Eine Fassade in der Christianstraße wird zum Hingucker. Das ist die Geschichte dahinter.

Neumünster | Die Farbtupfer springen sofort ins Auge. Wer durch die Christianstraße fährt, kann es nicht übersehen: Das Haus mit der Nummer 34 ist das vermutlich bunteste Gebäude der Stadt. Aber was steckt dahinter? Wer lässt sein Haus so farbenfroh streichen?

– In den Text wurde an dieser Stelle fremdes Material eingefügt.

PR #393, opened 2015-04-13
(RE-3293) Treat SNAPSHOT builds like RCs for versioning

haus:
Previously, ezbake builds would have a SNAPSHOT build that was treated
like any other. This had the consequence of making the 'final' release
for a given version series as less than the SNAPSHOT builds, which means
it would be unpromotable (also not immediately upgradable from the
snapshot version). This commit updates the versioning in packaging to
treat SNAPSHOT builds as if they were RC builds. This means that
SNAPSHOT versions will have a '0.1' prepended to them (0.7.0.SNAPSHOT...
becomes 0.7.0-0.1SNAPSHOT...), which makes the final version higher than
the snapshot version for packaging purposes.

### DIFF
--- a/lib/packaging/util/version.rb
+++ b/lib/packaging/util/version.rb
@@ -146,6 +146,9 @@ module Pkg::Util::Version
         # Grab the rc number
         rc_num = dash.match(/rc(\d+)/)[1]
         ver = dash.sub(/-?rc[0-9]+/, "-0.#{Pkg::Config.release}rc#{rc_num}").gsub(/(rc[0-9]+)-(\d+)?-?/, '\1.\2')
+      elsif dash.include?("SNAPSHOT")
+        # Insert -0.#{release} between the version and the SNAPSHOT string
+        ver = dash.sub(/^(.*)\.(SNAPSHOT\..*)$/, "\\1-0.#{Pkg::Config.release}\\2")
       else
         ver = dash.gsub('-', '.') + "-#{Pkg::Config.release}"
       end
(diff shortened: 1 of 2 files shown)


haus:
Test build using a SNAPSHOT tag: http://jenkins-release.delivery.puppetlabs.net/job/pe-puppetdb-packaging-2015-04-13-13-13-10-1.3.4.SNAPSHOT.2015.04.13.T1309/

lib/packaging/util/version.rb
```diff
@@ -215,9 +218,16 @@ def is_final?
...
     # '0.7.0-rc1-63'
     # '0.7.0-rc1-63-dirty'
+    # '0.7.0.SNAPSHOT.2015.03.25T0146'
     def is_rc?
-      return TRUE if get_dash_version =~ /^\d+\.\d+\.\d+-*rc\d+/
-      return FALSE
+      case get_dash_version
+      when /^\d+\.\d+\.\d+-*rc\d+/
+        TRUE
+      when /^\d+\.\d+\.\d+\.SNAPSHOT\.\d{4}\.\d{2}\.\d{2}T\d{4}/
```
shrug: My mind shudders at what it would look like of this regex was merged with the one above

shrug:
:+1:  if Travis agrees

lib/packaging/util/version.rb
haus: I didn't even want to go there. I could just do something like `/SNAPSHOT/` if it seems overly specific.

shrug: Nope, I'm good with keeping the cases separate, it's clear and easy to read. 

I think the specificity is reasonable? It may come back to bite us at some point, but I kind of like being fairly specific about these formats.

stahnma:
:+1:

PR #394, opened 2015-04-13
(maint) Allow shipping of deb and rpm packages in a vanagon project even...

melissa:
... if 'cows' and 'final_mocks' aren't set


haus:
@melissa is there anything else that needs updating?

melissa:
@haus I think so. The rest of the changes I made were specific to building packages

haus:
:+1:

Ein Besuch bei Mustafa Göksan bringt Licht ins Dunkel. Er betreibt im Erdgeschoss des Hauses einen An- und Verkaufsladen für Antiquitäten. „Mein Vermieter hat mit dem Künstler Philipp Schlichting zusammengearbeitet.“ Der Absolvent der Malereiklasse der Muthesius-Kunsthochschule Kiel hat zum ersten Mal eine ganze Fassade bemalt. Zu seinem Entwurf erklärt der 33-Jährige: „Es ging mir darum, die bauliche Ordnung mit meinem Lieblingsmotiv, dem unabhängigen Spiel geometrischer Formen, zu verbinden.“ Dazu habe er architektonische Elemente wie die Fensterstürze bewusst rekonstruiert und farblich betont. Die Farbgebung sei an die Umgebung angepasst.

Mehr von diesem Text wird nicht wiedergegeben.